However, you can’t talk about Fight Club without acknowledging the controversy that surrounds it. In fact, that’s been the case since the film premiered. Chuck Palahniuk’s first published novel hardly made any waves when it came out. That is, until a year later when Bill Mechanic, the chief executive of Fox Filmed Entertainment, greenlit the adaptation. Who knew the film would spark an internal war at Fox between executives, ignite Chuck Palahniuk’s career, and inspire generations of viewers to become readers and writers?
The Critics Are Still Raving
These days, cancel culture says the only people who still like Fight Club are the same guys you’ll find attending seminars on how to pick up women for casual sex. You know, like the ones hosted by Tom Cruise in Magnolia? Apparently, those are real and the men who attend are also the only people defending the legacy of Fight Club. According to The New Yorker, anyway. The irony of this argument is rich, especially considering the author of the novel is openly gay.

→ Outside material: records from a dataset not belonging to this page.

Issue #595, opened 2023-04-20
IcSelect breaks with duplicate options


MI6-651:
## Summary of the bug
The IcSelect component breaks when there are two identical options. It highlights both options at the same time, and prevents the user from using arrow keys to navigate the menu.

MI6-255:
The specific issue here is not that two values with the same key and value are selected, it's more the issue the arrow keys fail to work to select the item in that case

MI6-255:
Potentially explore if we should show two values with duplicate keys, to prevent the end user from struggling to use it

MI6-255:
https://github.com/mi6/ic-ui-kit/issues/442

PR #1051, opened 2023-09-01
fix(web-components): deduplicate ic-select option values

GCHQ-Developer-299:
## Summary of the changes
Check and deduplicate IcMenuOptions and log a warning describing the removed item

## Related issue
#595 

## Checklist

### DIFF
--- a/packages/web-components/src/components/ic-select/ic-select.tsx
+++ b/packages/web-components/src/components/ic-select/ic-select.tsx
@@ -209,6 +209,7 @@ export class Select {
    */
   @Prop() options?: IcMenuOption[] = [];
   @State() filteredOptions: IcMenuOption[] = this.options;
+  @State() uniqueOptions: IcMenuOption[] = this.options;
 
   @Watch("options")
   watchOptionsHandler(): void {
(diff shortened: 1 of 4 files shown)


jd239 (approved):
Very nice!

jd239 (approved):

GCHQ-Developer-530 (approved):

packages/web-components/src/components/ic-select/ic-select.tsx
```diff
@@ -1123,7 +1168,11 @@ export class Select {
               small={small}
               menuId={menuId}
               open={this.open}
-              options={searchable ? this.filteredOptions : options}
+              options={
+                searchable
+                  ? this.filteredOptions
+                  : this.deduplicateOptions(options)
```
ad9242, line 1174: just a comment on the efficiency of this. Currently this function will run every time the component is re-rendered. eg just opening & closing the menu causes it to run. would it be better to just run the code when the options are changed (eg a watch on the options)?

GCHQ-Developer-299: I was unable to mutate the options object in the options watch function without causing a RangeError on the array and having to make this.options into a mutable prop - this might be a skill issue on my part. 
I guess maybe i'd need to create an internal "this.deduplidatedOptions" array that then gets filtered or rendered etc.?

ad9242: yes, that's what I was thinking, you could set\update this in the existing `watchOptionsHandler`

ad9242 (changes requested):
awaiting modification to improve efficiency of dedupe code

ad9242 (approved):

GCHQ-Developer-530 (approved):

Granted, one can see how Fight Club attracts a certain type of desperate macho man. On the surface, the movie looks like one big endorsement of testosterone-fueled violence. Disaffected neanderthals whose only means of expressing their loneliness and angst is to beat the crap out of each other. At a 2018 ComicCon panel between Chuck Palahniuk and David Fincher, the director acknowledges that many people missed the real message.
“Fight Club’ is about moving through a modern disconnected society. It’s a satire. Many don’t get that.”
But the discussion around Fight Club’s real intention is nothing new. Critics have been divided since the film’s premiere at the 1999 Venice Film Festival. People loved it and people hated it. Some said it was the most dangerous depiction of violence in a movie since A Clockwork Orange. Over twenty years after its initial release, the debate rages on.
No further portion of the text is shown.